● Saved data entries
PR #480, opened 2025-11-17
Populate fingerprint and version to IndexSchema

boda26:
Populate fingerprint and version to IndexSchema in both create new index and load from RDB case

### DIFF
--- a/integration/test_fanout_base.py
+++ b/integration/test_fanout_base.py
@@ -117,7 +117,7 @@ class TestFanoutBase(ValkeySearchClusterTestCaseDebugMode):
         version = int(info["index_version"])
         assert version == 0
 
-        # drop and create the index again with different definiton
+        # drop and create the index again with different definition
         assert node0.execute_command("FT.DROPINDEX", index_name) == b"OK"
 
         assert node0.execute_command(


integration/test_fanout_base.py
```diff
@@ -91,4 +92,87 @@ def test_fanout_timeout(self):
...
+            "FT.CREATE", index_name,
+            "ON", "HASH",
+            "PREFIX", "1", "doc:",
+            "SCHEMA", "price", "NUMERIC"
+        ) == b"OK"
+
+        raw = node0.execute_command("FT.INFO", index_name, "PRIMARY")
+        info = parser._parse_key_value_list(raw)
+        assert fingerprint == info["index_fingerprint"]
+        assert version + 2 == int(info["index_version"])
```
allenss-amazon: I think assert that the new version is larger is sufficient. I'll bet there are timing-dependent cases where "2" isn't' the right "larger" value.

integration/test_fanout_base.py
```diff
@@ -91,4 +92,87 @@ def test_fanout_timeout(self):
...
+        assert node0.execute_command("SAVE")
+
+        # flush the memory and reload from rdb
+        assert node0.execute_command("DEBUG RELOAD") == b"OK"
+
+        # Verify fingerprint and version persisted
+        raw = node0.execute_command("FT.INFO", index_name, "PRIMARY")
+        info = parser._parse_key_value_list(raw)
+        assert fingerprint == info["index_fingerprint"]
+        assert version + 2 == int(info["index_version"])
```
allenss-amazon: This doesn't prove that the RDB version is correct. What you need is the "restart" fixes that I have in my save/restore redo. Hopefully we can get that merged shortly. https://github.com/valkey-io/valkey-search/pull/401 Perhaps you can look at the test_saverestore.py integration test and model this code from that. You'll need the fixes to the test environment that are in the PR.

src/query/primary_info_fanout_operation.cc
```diff
@@ -138,6 +143,19 @@ int PrimaryInfoFanoutOperation::GenerateReply(ValkeyModuleCtx* ctx,
...
   ValkeyModule_ReplyWithCString(
       ctx, std::to_string(hash_indexing_failures_).c_str());
+
+  if (vmsdk::info_field::GetShowDeveloper()) {
+    auto status_or_schema =
+        SchemaManager::Instance().GetIndexSchema(db_num_, index_name_);
+    auto schema = std::move(status_or_schema.value());
+    ValkeyModule_ReplyWithSimpleString(ctx, "index_fingerprint");
+    std::string fingerprint_str = absl::StrCat(schema->GetFingerprint());
+    ValkeyModule_ReplyWithBigNumber(ctx, fingerprint_str.c_str(),
```
allenss-amazon: why not ReplyWithLongLong ?

src/schema_manager.cc
```diff
@@ -591,6 +596,8 @@ absl::Status SchemaManager::RemoveAll() {
 absl::Status SchemaManager::LoadIndex(
     ValkeyModuleCtx *ctx, std::unique_ptr<data_model::RDBSection> section,
     SupplementalContentIter &&supplemental_iter) {
+  VMSDK_LOG(NOTICE, nullptr) << "SchemaManager::LoadIndex is called";
```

● YOUR TASK
Consider the entries above and return each line with the string "allenss".

● WRITTEN RESPONSE
allenss-amazon: I think assert that the new version is larger is sufficient. I'll bet there are timing-dependent cases where "2" isn't' the right "larger" value.
allenss-amazon: This doesn't prove that the RDB version is correct. What you need is the "restart" fixes that I have in my save/restore redo. Hopefully we can get that merged shortly. https://github.com/valkey-io/valkey-search/pull/401 Perhaps you can look at the test_saverestore.py integration test and model this code from that. You'll need the fixes to the test environment that are in the PR.
allenss-amazon: why not ReplyWithLongLong ?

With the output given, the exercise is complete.